Saved entries
* * *
PR #2360, opened 2023-07-06
run unit tests in CI

sorenlassen:
created check-unittest target to run all test/unit tests

also moved CustomFnTest from test/onnx2mlir to test/unit

renamed add_numerical_unittest to add_numerical_test to avoid confusion with the new add_unittest

added check-unittest to all CI pipelines, so we don't overlook when a change breaks the unit tests

the runtime of check-unittest is less than 7 seconds on my laptop


AlexandreEichenberger (approved):
LGTM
* * *
Print the data again exactly.

PR #2360, opened 2023-07-06
run unit tests in CI

sorenlassen:
created check-unittest target to run all test/unit tests

also moved CustomFnTest from test/onnx2mlir to test/unit

renamed add_numerical_unittest to add_numerical_test to avoid confusion with the new add_unittest

added check-unittest to all CI pipelines, so we don't overlook when a change breaks the unit tests

the runtime of check-unittest is less than 7 seconds on my laptop


AlexandreEichenberger (approved):
LGTM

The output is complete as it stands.